The big question, however, is whether they have in mind "order" with a small "o," which is needed to make Russia function; or "Order" with a big "O," which translates into autocracy.

This is a fundamental choice that only the Russians can make. Their leadership is perhaps more instinctively pragmatic than democratic, but it appears to understand that Russia cannot succeed, economically, unless it establishes and maintains close ties with the democratic West.

Our job is to make clear that economic integration and democratic development are not separable. If the Kremlin wants one, it must proceed with the other. This makes sense from our point of view, and also from Russia's. Because most Russians want to see order established in their society through the full realization -- not the repression -- of democratic practices and rights.

To support this aspiration, the Clinton-Gore Administration has worked hard to develop relationships with Russians that extend far beyond the leaders in Moscow. We have done this through our meetings with local officials and entrepreneurs in places such as Novgorod and Sakhalin, through international exchanges, and our support for independent media, trade unions and the NGOs.

We have also shown support for Russian democracy by speaking out against violations of human rights in, among other places, Chechnya.

Since the fighting began in Chechnya more than a year ago, the United States has been consistent in calling for a political solution to the conflict, and in pressing Russia to allow a credible international presence to investigate abuses.

Tragically, Russia still has no apparent strategy for bringing this war to an end, or for reassuring the Chechen population about its future under Moscow's rule. Clearly, a new approach is warranted.

Mr. Chairman, I think both Democrats and Republicans, from the Executive Branch and on Capitol Hill, can take pride in the steps we have taken to help Russians build a democratic future.

It should not be surprising that neither our efforts, nor those of Russia's strongest reformers, have succeeded overnight. After all, Communism was a seven-decade forced march to a dead end, and no nation went further down that road than Russia.

It is beyond our prerogative and power to determine Russia's future. But we can work together, on a bipartisan basis, to explore every avenue for cooperation with Russia on the fundamental questions of arms control, nonproliferation and regional security.

We can reach out to the people of Russia and help them strengthen their democratic institutions from the ground up. And we can back our words and our interests with resources, so that the next President and Secretary of State will have the funds they need to lead -- not only toward Russia, but around the world.

Mr. Chairman, whether one serves as a Cabinet Secretary or as a Member of Congress, we are all acutely aware that we only occupy temporarily the chairs of responsibility in American government. But we know, as well, that America's responsibilities are permanent. And we all do our best, in the time allotted, to serve well our nation and its people.
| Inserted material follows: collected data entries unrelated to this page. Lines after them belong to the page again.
PR #42936, opened 2022-06-24
[9.x] Add modulepreload links for Vite assets

Magnesium38:
It is currently possible to end up with a waterfall problem where the entrypoints end up importing a chunk that was externalized to be shared between various entrypoints. Depending on the how the dependencies are determined, it could turn into a rather large waterfall of requests. This PR adds a step of converting the entrypoint's imports into `<link rel="modulepreload">`s.

`modulepreload` isn't terribly [well supported](https://caniuse.com/link-rel-modulepreload) right now. However, the [Vite documentation](https://vitejs.dev/config/#build-polyfillmodulepreload) says to import a polyfill to account for it. I think that how Laravel handles the inclusion of that polyfill as beyond the scope of this PR. As far as I'm aware, browsers that don't understand `modulepreload` will just ignore them. I believe this PR could be merged without any negative impact and then followed up with another one to resolve the handling of the polyfill once a decision is made.

### DIFF
--- a/src/Illuminate/Foundation/Vite.php
+++ b/src/Illuminate/Foundation/Vite.php
@@ -64,6 +64,8 @@ class Vite
 
             if (isset($manifest[$entrypoint]['imports'])) {
                 foreach ($manifest[$entrypoint]['imports'] as $import) {
+                    $tags->push($this->makeModulePreloadTag(asset("{$buildDirectory}/{$manifest[$import]['file']}")));
+
                     if (isset($manifest[$import]['css'])) {
                         foreach ($manifest[$import]['css'] as $css) {
                             $tags->push($this->makeStylesheetTag(asset("{$buildDirectory}/{$css}")));
@@ -131,6 +133,17 @@ class Vite
     protected function makeScriptTag($url)
     {
         return sprintf('<script type="module" src="%s"></script>', $url);
+    }
+
+    /**
+     * Generate a modulepreload tag for the given URL.
+     *
+     * @param  string  $url
+     * @return string
+     */
+    protected function makeModulePreloadTag($url)
+    {
+        return sprintf('<link rel="modulepreload" href="%s" />', $url);
     }
 
     /**
--- a/tests/Foundation/FoundationViteTest.php
+++ b/tests/Foundation/FoundationViteTest.php
@@ -35,6 +35,19 @@ class FoundationViteTest extends TestCase
         $this->assertSame('<script type="module" src="https://example.com/build/assets/app.versioned.js"></script>', $result->toHtml());
     }
 
+    public function testViteWithNestedJs()
+    {
+        $this->makeViteManifest();
+
+        $result = (new Vite)('resources/js/parent.js');
+
+        $this->assertSame(
+            '<link rel="modulepreload" href="https://example.com/build/assets/child.versioned.js" />'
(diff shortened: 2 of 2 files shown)


jessarcher:
Hi @Magnesium38,

Thanks for this. With regards to the polyfill, I think the easiest solution would be to add the import to the `app.js` file in the skeleton, Jetstream, and Breeze. Unless you can think of a better solution?

Magnesium38:
Hey @jessarcher,

Yeah, I think including it in the skeletons and such would be a reasonable option, although personally I can say that I always immediately blow away the skeletons and it should be called out in the docs somewhere in the Vite section if that's the route that's chosen. It's definitely the simplest solution because it means that it isn't something that Laravel has to maintain in any way.

I had the thought that if Laravel were to generate a `modulepreload` link that it could also create an additional script that includes the polyfill. It's fairly lightweight so I don't think it would be a terrible solution. I think this falls apart once we take other Vite plugins into account. To be fair, they should have the chance to do work on the polyfill if they wanted to.

That could maybe be alleviated by always creating an entrypoint that includes only the polyfill that would also get added transparently. As in the laravel-vite-plugin would inject an additional entrypoint that has a known name, then the `@vite` directive would additionally output that chunk if it necessary.

On the plugin side, I haven't looked at all if it would be possible, but I think the most reasonable solution would be if the laravel-vite-plugin would automatically inject the polyfill into the entrypoints based on the same Vite config property (`build.polyfillModulePreload`). That way it's transparent on the framework side and is solely the responsibility of the plugin. I feel like this is the most appropriate solution and the closest to how Vite would work on it's own.

timacdonald:
@Magnesium38 thanks again for this PR. We have been experimenting on our end with this.

We have been unable to create a situation where we found that `modulepreload` had a noticeable positive impact on load times - even in Chrome where the feature is natively supported.

We also found that the polyfill made things _slower_ in other browsers as it would attempt to fetch the same resource multiple times, often fetching the same resource twice _at the same time_.

With back-end implementations, because the polyfill is in the entrypoint, it means that the polyfill is not even activated until after the entrypoint has been loaded and executed. We have considered injecting the polyfill for developers before the script tags instead of having it in the entrypoints, but we still were not able to find a positive impact.

Although I understand in theory this feature makes sense and it is available in other back-end Vite implementations, we are hesitant to merge it until we can see a reproduction of the feature having a noticeable positive impact on performance. It could just be our contrived testing that is the problem.

If we can see this feature in action and having an improvement, we would re-consider it for sure.

Thanks again.

Magnesium38:
@timacdonald Thanks for the detailed response on this. I can agree that waiting on this is sensible choice. I knew going into creating these PRs that I likely wouldn't be able to prove what was broken. It's always difficult to simulate real world usage.

I made this PR and #42935 because I have a project that I'm wanting to immediately pivot into using Vite and they both address potential issues that I discovered whilst playing around with the prerelease. The project scale is small enough to likely not be affected by the potential waterfall issue and we use Tailwind for the CSS so duplicate files is pretty unlikely too. However, it'll be a better playground to test performance against at the least. Once the project is decently established I'll do some performance testing and follow up with some more tangible data if I can see any notable results.

Again, thanks for the detailed response. It's much appreciated!

timacdonald:
Would love you to follow up with anything you find! Thank you ❤️

PR #42938, opened 2022-06-24
[9.x] Adds `Json` utility class

DarkGhostHunter:
## What?

A utility class to manipulate JSON trees. 

```php
use Illuminate\Support\Json;

Json::make(['foo', 'bar']);
```

It's _memory friendly_. It uses `data_get()` and `data_set()` behind the scenes.

> Memory friendly as it never transforms to array objects until serialization. It also decodes JSON into objects instead of arrays.

## Why?

Because sometimes JSON is not a list of values, but rather a data tree (like the app config), that can be very cumbersome to parse and manipulate.

Usually, there are workarounds to manipulate JSON:

- If it's part of the request, you would use `json()` to retrieve all or part of the contents.
- If it's part of a response, you would use `data_get()` and `data_set()` on the `getContents()`.
- You would extend the Config `Repository` class.
- You would use Collections, and travel through a given key.
- Manipulate an array using `Arr`
- Use `data_get()` and `data_set()` indiscriminately.

Instead, the point of having a `Json` object is to centralize these operations into one object that can be shared across the application without the risk of memory duplication (much like Collections).

```php
use Illuminate\Support\Json;

$json = Json::make(['foo' => ['bar', 'baz']]);

$json->get('foo.bar'); // "baz"
```

It supports a lot of methods to make it convenient, all using dot notation like you would with the application config instance: get, set, forget, has, missing, dynamic access and array access. It also can be totally or partially transformed to a Collection using `collect()`, and is _iterable_.

```php
$collection = $json->collect()->map(fn ($item) => "$item is cool");

foreach ($json as $key => $item) {
    // ...
}
```

Of course, it also transforms to JSON when casting it to a string.

```php
use Illuminate\Support\Json;

$json = Json::make(['foo' => ['bar', 'baz']]);

(string) $json; // {"foo":{"bar":"baz"}}
```

It will also play nice with a Collections, as these enter as objects. Since objects are never transformed before JSON serialization, values can be edited without needing to use the `Json` instance itself.

```php
use Illuminate\Support\Json;

$collection = collect(['bar' => 'baz']);

$json = Json::make();

$json->set('foo', $collection);

$collection->put('bar', 'qux');

echo $json->get('foo.bar'); // "qux"
```

### DIFF
--- a/src/Illuminate/Collections/Json.php
+++ b/src/Illuminate/Collections/Json.php
@@ -24,7 +24,7 @@ class Json implements Stringable, ArrayAccess, JsonSerializable, IteratorAggrega
     protected $data;
 
     /**
-     * Create a new JSON instance
+     * Create a new JSON instance.
      *
      * @param  mixed  $data
      */
@@ -101,7 +101,7 @@ class Json implements Stringable, ArrayAccess, JsonSerializable, IteratorAggrega
      */
     public function missing($key)
     {
-        return !$this->has($key);
+        return ! $this->has($key);
     }
 
     /**
@@ -259,7 +259,7 @@ class Json implements Stringable, ArrayAccess, JsonSerializable, IteratorAggrega
     }
 
     /**
-     * Retrieve an external iterator
+     * Retrieve an external iterator.
      *
      * @return \ArrayIterator
      */
--- a/src/Illuminate/Collections/Json.php
+++ b/src/Illuminate/Collections/Json.php
@@ -110,7 +110,7 @@ class Json implements Stringable, ArrayAccess, JsonSerializable, IteratorAggrega
      * @param  string|int  $key
      * @return void
      */
-    public function unset($key)
+    public function forget($key)
     {
         $segment = $this->data;
 
@@ -190,7 +190,7 @@ class Json implements Stringable, ArrayAccess, JsonSerializable, IteratorAggrega
      */
     public function __unset($name): void
     {
-        $this->unset($name);
+        $this->forget($name);
     }
 
     /**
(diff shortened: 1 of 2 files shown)


BrandonSurowiec:
Seems like there is little to gain versus using a collection directly:

```php
collect(['a' => 3, 'b'])->toJson(); // "{"a":3,"0":"b"}"
```

The only thing a collection can't do is a `get()` with "array dot" syntax. 

```php
collect(['a' => 1, 'b' => ['c' => ['a', 'y']]])->toJson(); // "{"a":1,"b":{"c":["a","y"]}}"
collect(['a' => 1, 'b' => ['c' => ['a', 'y']]])->get('b.c'); // null versus expected ['a', 'y']
```

So `$collect->get('*.*')` will always return `null` on a collection.

dennisprudlo:
It's not fluent but you can read from a collection with dot notation using `data_get`.
```php
$collection = collect(['a' => 1, 'b' => ['c' => ['a', 'y']]]);

data_get($collection, 'b.c'); // [ 'a', 'y' ]
```

So maybe a fluent method on the collection to retrieve data using dot notation would suffice. I think I saw a PR every now and then but they were rejected. Don't know why, though.

DarkGhostHunter:
I see these points, but I seems you haven't worked with this kind of JSON:

```json
{
  "glossary":{
    "title":"example glossary",
    "GlossDiv":{
      "title":"S",
      "GlossList":{
        "GlossEntry":{
          "ID":"SGML",
          "SortAs":"SGML",
          "GlossTerm":"Standard Generalized Markup Language",
          "Acronym":"SGML",
          "Abbrev":"ISO 8879:1986",
          "GlossDef":{
            "para":"A meta-markup language, used to create markup languages such as DocBook.",
            "GlossSeeAlso":[
              "GML",
              "XML"
            ]
          },
          "GlossSee":"markup"
        }
      }
    }
  }
}
```

taylorotwell:

PR #42942, opened 2022-06-24
[9.x] Fix default parameter bug

### LINKED ISSUE #42707: Route generation broken
- Laravel Version: 9.17.0
- PHP Version: 8.1.0

### Description:
When updating to Laravel > 9.13 route generation breaks.
I tested with 9.14, 9.15, 9.16 and 9.17.
I think the bug got introduced by #42425 

### Steps To Reproduce:

Route in web.php:
```PHP
Route::group([
    'prefix' => 'extranet',
    'as' => 'extranet.',
    'middleware' => 'auth',
], function () {
    Route::get('gallery/{folder:slug}/albums', [GalleryFolderAlbumsController::class, 'index'])->name('gallery-folders.albums.index');
});
```

Laravel v9.13 (correct behaviour):
```PHP
dd(route('extranet.gallery-folders.albums.index', $folder)); // -> http://localhost/de/extranet/gallery/aut-neque-dicta-qui-possimus-porro-sit-vel-iusto-voluptatem-quia-ut-excepturi-quaerat-labore-nobis-nesciunt-id-alias-voluptas-voluptatem/albums
```

Laravel v9.17 (wrong behaviour):
```PHP
dd(route('extranet.gallery-folders.albums.index', $folder)); // -> http://localhost/de/extranet/gallery/1/albums
```

driesvints:
This took me the better part of the day to figure out but I finally found a solution that resolves https://github.com/laravel/framework/issues/42707. After the introduction of https://github.com/laravel/framework/pull/42425 several bugs got introduced as well. This is the last remaining one (we know of so far).

Let me try to explain the reasoning here. In the `compileParameterNames` of the `Route` object we return all parameter names of a route. These are mapped in an index array from 0 to up. Because this method has no knowledge of what a default parameter is it incorrectly matches a default param instead of the correct regular param. What we need to do is filter out the default params here before we try to map the regular passed params that we feed to the `route` method. The `Route` object does not have any knowledge about these so we need to pass in to the route so it can filter the params out. Afterwards we can match our own params properly with the non-default ones.

This fix is a bit of a crutch and I'm not 100% sure it's the correct one but without more examples I cannot make sure it's going to cover all use cases. At least all tests pass now.

Fixes https://github.com/laravel/framework/issues/42707

### DIFF
--- a/src/Illuminate/Routing/Route.php
+++ b/src/Illuminate/Routing/Route.php
@@ -94,6 +94,13 @@ class Route
     protected $originalParameters;
 
     /**
+     * The named parameter defaults.
+     *
+     * @var array
+     */
+    public $defaultParameters = [];
+
+    /**
      * Indicates "trashed" models can be retrieved when resolving implicit model bindings for this route.
      *
      * @var bool
@@ -507,9 +514,11 @@ class Route
     {
         preg_match_all('/\{(.*?)\}/', $this->getDomain().$this->uri, $matches);
 
-        return array_map(function ($m) {
+        return array_values(array_filter(array_map(function ($m) {
             return trim($m, '?');
-        }, $matches[1]);
+        }, $matches[1]), function ($parameterName) {
+            return ! array_key_exists($parameterName, $this->defaultParameters);
+        }));
     }
 
     /**
--- a/src/Illuminate/Routing/Route.php
+++ b/src/Illuminate/Routing/Route.php
@@ -94,11 +94,11 @@ class Route
     protected $originalParameters;
 
     /**
-     * The named parameter defaults.
+     * The parameters to exlude when determining the route's parameter names.
      *
      * @var array
      */
-    public $defaultParameters = [];
+    public $excludedParameters = [];
 
     /**
      * Indicates "trashed" models can be retrieved when resolving implicit model bindings for this route.
@@ -517,7 +517,7 @@ class Route
         return array_values(array_filter(array_map(function ($m) {
             return trim($m, '?');
         }, $matches[1]), function ($parameterName) {
-            return ! array_key_exists($parameterName, $this->defaultParameters);
+            return ! array_key_exists($parameterName, $this->excludedParameters);
         }));
     }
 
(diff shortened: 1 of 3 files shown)


mateusjunges:
Just tested it locally and the route is generated as expected.

taylorotwell:
Feels a bit like we're entering into kinda rough territory here setting public properties before compiling, etc. I guess I will go ahead and merge this but if we run into anymore issues at all I think we should revert #42425

cole-flexsim:
@driesvints @taylorotwell This causes issues with Octane and Url Defaults as described in this post I made on the laravel discord server:  

> I have routes like so:
> 
> ```
> /teams/{team}/products
> /teams/{team}/settings
> ```
> 
> I have a middleware (prioritized before substitute bindings like in the docs) that sets the default value for a $team route parameter to be the value of the current route team: 
> 
> ```
> URL::defaults(['team' => $request->team])
> ```
> 
> This works when I first navigate to `/teams/myteam/products` and anytime I refresh or navigate to that page after that. However if I try to go to `/teams/myteam/settings` (or any other route with `{team}` in it) then the $team parameter is now null
> 
> this only happens on octane (I'm using the latest version of laravel 9 and octane). I don't remember having this issue on laravel 8 so maybe something in the framework changed

sebastiaanluca:
We upgraded Laravel, but one of our tests started failing. Running tests locally, without Octane enabled. Same issue as Cole.

In our test we're making a request, then follow the redirect returned from its response:
```php
$this
    ->actingAs($user)
    ->followingRedirects()
    ->post(route('checkout_cart', $store))
    ->assertViewIs('summary');
```

The route is defined as:
```php
Route::group(['domain' => config('app.domain'), 'prefix' => 'stores/{storeSlug}', 'middleware' => $middleware], function (): void {
    Route::get('cart/checkout/summary', ShowCartCheckoutSummary::class)->name('checkout_cart');
    });
```

We're also defining a default in a middleware:
```php
URL::defaults(['storeSlug' => $defaultStore->slug])
```

In in the initial request, the store (slug) is set (from the URL). In the second request, coming from the `response()->redirect()` returned from the checkout controller, `storeSlug` is `null`.

driesvints:
@sebastiaanluca we already reverted this pr and will be reverting all code related to the original pr as well soon. Tuesday's release will contain the fix.

PR #42943, opened 2022-06-24
[9.x] Fix undefined constant error when use slot name as key of object

monurakkaya:
It's solution for #42932

I've described problem in the issue. 

With 9.15 and after we cannot use `<x-slot :name="$model->name">` because it is rendering as  

`<?php $__env->slot($model>name, null, []); ?>` 

instead 

`<?php $__env->slot($model->name, null, []); ?>`


monurakkaya:
@taylorotwell I’ve added the test which will fail on 9.15 - 9.18 tags.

As I have said, it has been my privilege during the past seven and three quarter years to combine my service to our great country with that of the Members of this Committee.

I listened to your statement very carefully, Mr. Chairman, and to yours, Congressman Gejdenson, and I would like to say that I am very glad to have an opportunity to talk about US-Russia relations. I didn't come to thinking about US-Russia relations when I began to sit behind this sign. I have spent my entire adult life studying Russia, the Soviet Union, and then Russia again. I have taught about it, I have thought about it, and I welcome the opportunity to discuss it.

And I would hope that you would see from my statement that the Clinton-Gore Administration has not seen Russia through rose-colored glasses. We have been very realistic and we have dealt with something that has never been dealt with before: of how you deal with a former adversary that had an empire, and help to manage the devolution of that empire -- to turn that -- to not recreate an adversary.

I am very pleased to have the opportunity to answer your questions on this subject.